Hal tersebut karena sejatinya kesehatan merupakan hak dasar kolektif bagi seluruh rakyat, baik miskin atau pun kaya. Oleh karena itu, negara akan berupaya menjamin rakyatnya agar memperoleh kesehatan sebagai upaya tanggung jawab menciptakan masyarakat yang produktif dan berdaya saing. Dengan demikian, dalam pandangan Islam negara wajib melakukan langkah praktis dan produktif untuk peningkatan daya tahan tubuh masyarakat, yakni menjamin pemenuhan kebutuhan pokok individu dan publik yang semua itu penting bagi terwujudnya sistem imun yang kuat. Baik pangan bergizi, sanitasi dan air bersih hingga perumahan dan permukiman yang sehat, semua harus dijamin oleh negara. Negara akan berusaha mewujudkan kesejahteraan bagi seluruh rakyatnya. Untuk itulah, negara akan menerapkan syariat Islam secara kaffah dalam kehidupan, termasuk sistem politik dan ekonomimya. Sistem ekonomi Islam terbukti mampu mewujudkan keadilan dalam distribusi kekayaan di tengah masyarakat, sehingga harta kekayaan tidak hanya mengendap di segelitir orang kaya saja atas nama kemampuan daya beli.

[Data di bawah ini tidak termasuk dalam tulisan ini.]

PR #701, opened 2025-07-25
Control on/off to draw tick mark label while keep the tick mark visible

lacgit:
Allow user to control turn on/off the tick mark label while keeping the tick mark visible.
 This can be useful if we would like to stack up a series of small charts with the same x-axis
 This hope to get the UI tighter.


ennerf:
While maybe  a good idea, the parameter would need to be accessible via CSS, invalidate appropriate parts of the chart on change, and be included in the layout/bounds computations.

That being said, I believe that you should already be able to do this via CSS and programmatically

```Java
chart.getXAxis().getTickLabelStyle().setVisible(false);
```

```css
.axis .axis-tick-label {
  visibility: hidden;
}
```

If that doesn't do what you want, we should do a bugfix.

lacgit:
Thanks Florian,
I have tried that but it disable the tick mark as well, which I would like to keep to give some relativity to the viewer.  May be I can enhance this to include the CSS accessibility and the other change invalidation handling too.
Regards,

PR #702, opened 2025-07-26
fixed a bug that caused tick marks to not render without labels

ennerf:
See #701 

```css
.axis .axis-tick-label {
  visibility: hidden;
}
```

image

```css
.axis .axis-major-tick-mark, .axis .axis-minor-tick-mark {
  visibility: hidden;
}

.axis .axis-tick-label {
  visibility: visible;
}
```
image


RalphSteinhagen (approved):

RalphSteinhagen:
Thanks @ennerf for the fix. Looks good and seems to do the job (I assume you've tested more thoroughly than I can 😃).

ennerf:
It looks like there is a problem with the CI checks

PR #704, opened 2025-08-13
BP: EditAxis plugin: prevent OOM when adding and removing axes dynamically

dedeibel:
I noticed this problem of my program going OOM when I implemented a feature that involved adding and removing axes dynamically.

Please accept my PR or adapt it as needed.

### DIFF
--- a/chartfx-chart/src/main/java/io/fair_acc/chartfx/plugins/EditAxis.java
+++ b/chartfx-chart/src/main/java/io/fair_acc/chartfx/plugins/EditAxis.java
@@ -13,6 +13,7 @@ import javafx.beans.property.ObjectProperty;
 import javafx.beans.property.SimpleBooleanProperty;
 import javafx.beans.property.SimpleObjectProperty;
 import javafx.beans.value.ChangeListener;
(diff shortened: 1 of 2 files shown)


chartfx-chart/src/main/java/io/fair_acc/chartfx/plugins/EditAxis.java
```diff
@@ -128,7 +132,11 @@ protected void addMouseEventHandlers(final Chart newChart) {
             return;
         }
         newChart.getAxes().forEach(axis -> popUpList.add(new MyPopOver(axis, axis.getSide().isHorizontal())));
-        newChart.getAxes().addListener(this::axesChangedHandler);
+
+        /* This method is potentially called multiple times, make sure listener is only present once (contains check
+         * is not available) */
+        newChart.getAxes().removeListener(axisChangeListener);
```
dedeibel, line 138: This is the relevant line.

wirew0rm (approved):
Thanks for the fix and the detailed description and tests, looks good :+1:

PR #706, opened 2025-11-14
Bugfix/705 zoomer plugin issues with inverted axes

### LINKED ISSUE #705: Zoomer plugin issues with inverted axes
**Description**
I try to use the zoomer plugin with an inverted axis. But when zooming (with the mouse wheel), the axis range flickers or jumps, and for some zoom settings the axis labels vanish completely. The displayed data then either jumps according to the axis, or sometimes seems to disappear completely.

**Reproduction**
This can be reproduced with the ZoomerSample. I simply changed the method `getTestChart` to
```
private static Chart getTestChart(final String title, final DataSet testDataSet) {
        final Axis xAxis = new DefaultNumericAxis();
        xAxis.invertAxis(true);
        final Axis yAxis = new DefaultNumericAxis();
        yAxis.invertAxis(true);
        final var chart = new XYChart(xAxis, yAxis);
        chart.setTitle(title);
        chart.setLegendVisible(false);
        chart.getDatasets().add(testDataSet);
        chart.setPrefSize(PREF_WIDTH, PREF_HEIGHT);

        return chart;
    }
```
to invert the axes (which for some reason only worked for the y axes, but that was sufficient for me). Then run the sample and zoom, and the bug should be obvious.

**Environment:**
 - OS: Rocky Linux 9
 - Java version: 17
 - JavaFx version: 16
 - ChartFx version: 11.3.1

dedeibel:
Fixes #705 and related problems.

@wirew0rm could you please review and accept these changes.

### DIFF
--- a/chartfx-chart/src/main/java/io/fair_acc/chartfx/axes/spi/DefaultNumericAxis.java
+++ b/chartfx-chart/src/main/java/io/fair_acc/chartfx/axes/spi/DefaultNumericAxis.java
@@ -604,8 +604,6 @@ public class DefaultNumericAxis extends AbstractAxis implements Axis {
 
             logScaleLengthInv = axisLength / logScaleLength;
             offset = axisLength;
-
-            offset = isVerticalAxis ? getHeight() : getWidth();
         }
     }
 }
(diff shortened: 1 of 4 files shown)


dedeibel:
Is there an estimate on when you might get to looking at the PR?

RalphSteinhagen (approved):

Negara akan memastikan semua lapisan masyarakat mendapat akses kesehatan gratis, sebab hal tersebit merupakan bagian dari tanggung jawab negara terhadap rakyatnya. Hal ini didukung dengan anggaran negara yang kuat dalam Islam yang berbasis Baitul Maal dan bersifat mutlak. Baitulmail akan terisi oleh banyak pos pemasukan, salah satunya dari pos pemasukan pengelolaan sumber daya alam secara mandiri oleh negara. Bukan malah diserahkan kepada pihak asing sebagaimana yang terjadi dalam sistem kehidupan hari ini. Akibatnya pemasukan negara dari sector pengelolaan sumber daya alam sangat minim, karena semuanya masuk ke kantong swasta. Ini jelas berbeda dengan Islam yang memiliki ketangguhan dalam ekonominya karena pengelolaannya berbasis pada syariat Islam.

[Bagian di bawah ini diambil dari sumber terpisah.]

PR #970, opened 2024-04-18
Update test dialer to use ip when available

andrew-su:
With the changes to https://github.com/knative-extensions/net-gateway-api/pull/685 where it is possible to have the ingress's public loadbalancer point to an IP instead of domain, we should use the value provided.

# Changes
- :bug: Don't expect there to only be domains, sometimes it might be an IP

/kind bug
/king cleanup

### DIFF
--- a/test/conformance/ingress/util.go
+++ b/test/conformance/ingress/util.go
@@ -1096,10 +1096,8 @@ func CreateDialContext(ctx context.Context, t *testing.T, ing *v1alpha1.Ingress,
 				}
 				return nil, errors.New("service ingress does not contain dialing information")
 			}
-		} else {
-			t.Fatal("Service does not have a supported shape (not type LoadBalancer? missing --ingressendpoint?).")
-			return nil // Unreachable
 		}
+		t.Fatal("Service does not have a supported shape (not type LoadBalancer? missing --ingressendpoint?).")
 	} else if ing.Status.PublicLoadBalancer.Ingress[0].IP != "" {
 		dial := network.NewBackoffDialer(dialBackoff)
 		ingressIP := ing.Status.PublicLoadBalancer.Ingress[0].IP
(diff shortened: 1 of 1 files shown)


test/conformance/ingress/util.go
```diff
@@ -1043,6 +1043,20 @@ func CreateDialContext(ctx context.Context, t *testing.T, ing *v1alpha1.Ingress,
...
+		port := 80
+		if ing.Spec.Rules[0].Visibility == v1alpha1.IngressVisibilityExternalIP && ing.Spec.HTTPOption == v1alpha1.HTTPOptionRedirected {
+			port = 443
+		}
+
+		return func(ctx context.Context, _ string, _ string) (net.Conn, error) {
+			return dial(ctx, "tcp", fmt.Sprintf("%s:%d", ingressIP, port))
+		}
+	}
+
```
dprotaso, line 1059: Can we do this as a fallback when DomainInternal isn't present instead of this being the norm

dprotaso: eg. with net-contour we always return the IP

izabelacg:
@dprotaso is it ok to include this PR (once is merged) in the already created release-1.14 branch?

dprotaso:
Yeah I think it's fine to cherry pick once this merges since it's just some networking conformance test code

test/conformance/ingress/util.go
andrew-su: Updated

dprotaso:
codegen timedout hitting go module cache 

/retest

dprotaso:
@andrew-su see the linter error

dprotaso:
the linter is still going off

dprotaso:
/lgtm
/approve

@izabelacg feel free to cherry-pick

PR #972, opened 2024-04-19
Remove requestDelay flag for tests

andrew-su:
# Changes

- :broom: Remove test flag `requestDelay` as this can cause dispatch test to run for an extremely long time.

/kind cleanup


izabelacg:
@dprotaso is it ok to cherrypick this one to release-1.14 as well?

dprotaso:
No - that'll create churn and there's no utility in merging it back since the behaviour is opt-in

PR #1001, opened 2024-08-20
Make maximum delay of prober in its backoff configurable

SaschaSchwarze0:
# Changes

We are running a larger installation with Knative Serving + Istio + NetIstio. What we observe is that the more services there are, the longer it takes to provision a new KService. This is fine, but at some point, we observe that times increase a lot and containing jumps. E. g. we measure many values around 21 seconds and around 35 seconds but rarely in between. The image is always available so the time it takes to get the Configuration ready is quite stable. The differences we see in the Route.

We think that this has to do with the prober which is containing an exponential back-off with a maximum delay of 30 seconds.

The following table shows how long the prober takes depending on how many tries it needs ignoring the time it actually needs to perform the probe itself = just summing up the delays:

 Try | BackOff | Sum
---- | ------- | ------
   0 |       0 | 0
   1 |    0.05 | 0.05
   2 |     0.1 | 0.15
   3 |     0.2 | 0.35
   4 |     0.4 | 0.75
   5 |     0.8 | 1.55
   6 |     1.6 | 3.15
   7 |     3.2 | 6.35
   8 |     6.4 | 12.75
   9 |    12.8 | 25.55
  10 |    25.6 | 51.15
  11 |      30 | 81.15
  12 |      30 | 111.15

Those numbers very well match what we observe.  For example for those provisions that took roughly 21 seconds, it needed eight probes (12.75 s) and when it needed nine probes (25.55 s) the overall provisioning took around 35 seconds. And yes, we also see provisions that need a little over a minute where it probably needed ten tries to probe successfully.

-- 

While we obviously spend time in improving this with Istio tuning, we would also like to play with lower values for the maximum delay as we think that higher delays (5 seconds and more) are reached too early = already after 6.35 seconds, and compared to the overall load in our system, the number of probes is so minimal that we think that more failed probes would not cause any harm.

This PR therefore introduces a `PROBE_MAX_RETRY_DELAY_SECONDS` environment variable that - if set - will be used as maximum delay.

If you think that makes no sense as a general change, then just close it. If you think it should be exposed in another way, let me know.

/kind enhancement

**Release Note**

```release-note
You can now set a PROBE_MAX_RETRY_DELAY_SECONDS environment variable on your networking component to define a custom maximum retry delay of the prober that will be used instead of the default of 30 seconds.
```

### DIFF
--- a/pkg/status/status.go
+++ b/pkg/status/status.go
@@ -23,8 +23,10 @@ import (
 	"net"
 	"net/http"
 	"net/url"
+	"os"
 	"path"
 	"reflect"
+	"strconv"
 	"sync"
 	"time"
 
@@ -55,6 +57,19 @@ const (
 	// It gives times for the change to propagate and prevents unnecessary retries.
 	initialDelay = 200 * time.Millisecond
 )
+
+var (
+	// probeMaxRetryDelay defines the maximum delay between retries in the backoff of probing
+	probeMaxRetryDelay = 30 * time.Second
+)
+
+func init() {
+	if val, ok := os.LookupEnv("PROBE_MAX_RETRY_DELAY_SECONDS"); ok {
+		if durationSeconds, err := strconv.Atoi(val); err == nil && durationSeconds > 0 {
+			probeMaxRetryDelay = time.Duration(durationSeconds) * time.Second
+		}
+	}
+}
 
 var dialContext = (&net.Dialer{Timeout: probeTimeout}).DialContext
 
@@ -144,7 +159,7 @@ func NewProber(
 		workQueue: workqueue.NewNamedRateLimitingQueue(
 			workqueue.NewMaxOfRateLimiter(
 				// Per item exponential backoff
-				workqueue.NewItemExponentialFailureRateLimiter(50*time.Millisecond, 30*time.Second),
+				workqueue.NewItemExponentialFailureRateLimiter(50*time.Millisecond, probeMaxRetryDelay),
 				// Global rate limiter
 				&workqueue.BucketRateLimiter{Limiter: rate.NewLimiter(rate.Limit(50), 100)},
 			),


pkg/status/status.go
```diff
@@ -56,6 +58,19 @@ const (
 	initialDelay = 200 * time.Millisecond
 )
 
+var (
+	// probeMaxRetryDelay defines the maximum delay between retries in the backoff of probing
+	probeMaxRetryDelay = 30 * time.Second
+)
+
+func init() {
+	if val, ok := os.LookupEnv("PROBE_MAX_RETRY_DELAY_SECONDS"); ok {
```
skonto, line 67: Should we document this? We could add it at the controller deployment config as well after: 
```
        - name: CONFIG_LOGGING_NAME
          value: config-logging
        - name: CONFIG_OBSERVABILITY_NAME
          value: config-observability
        - name: ENABLE_SECRET_INFORMER_FILTERING_BY_CERT_UID
          value: "false"
```

skonto: Do you have any numbers about the correct value per number of services? That would be also interesting to document as a recommendation.

skonto:
@SaschaSchwarze0  hi, thank you for the PR.

> If you think that makes no sense as a general change, then just close it. If you think it should be exposed in another way, let me know.

@dprotaso any objections on this one? From a tech pov if it solves a problem I am fine, at the end of the day the default remains the same.

> We think that this has to do with the prober which is containing an exponential back-off with a maximum delay of 30 seconds.

 It would be nice to know how different values affect the large deployment to have at least some evidence.

pkg/status/status.go
SaschaSchwarze0: I am not sure if this number should be related to the number of services. The number of services imo has an impact on how long - in our case - Istio will need to get the config synced to all Ingress gateways - and also depends on things like how Istio is tuned (like CPU for istiod), whether delta pushes are enabled for some parts or not, how large the mesh is over for example by using ambient or not etc.

The number we look at here is the maximum duration of the back-off in net-istio. As with exponential back-offs in the context of retries, I assume this was done having in mind to not overload things.

And here is where we at least do not see an overload for us. The two involved components are the net-istio-controller itself that originates the requests. Would for whetever reason be there many KIngresses that it reconciles and then must probe, then yes, reducing the probing max delay increases the load. But in our experience, that is rarely the case and has never been something near to a bottleneck. On the receiving side, the probe requests to the Istio ingress gateway. And there the percentage of requests that are actually probing requests are lik 0.0...1 % ( I have no exact number that I now looked at, but it is so low that it has no relevance at all).

SaschaSchwarze0: > What about other ingresses are they equally affected? 🤔

I have no experience on them.

And yes, adding it to the deployment yaml can be done as a follow-on pr.

SaschaSchwarze0:
@dprotaso @skonto just noticed this did not move forward. Anything else you need from me?

skonto:
@SaschaSchwarze0 hi could you do the follow up PR at the net-istio side?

Oleh karena itu, kita membutuhkan hadirnya sebuah negara yang secara sempurna menjadikan Islam sebagai fondasi pengaturannya. Negara tersebut adalah Khilafah Islamiah, sebuah kepemimpinan global untuk seluruh kaum muslimin di dunia. Dengan Khilafah, syariat Islam dapat diterapkan secara sempurna dalam kehidupan. Dan hanya dengan syariat, umat hidup sehat, berkah dan mulia.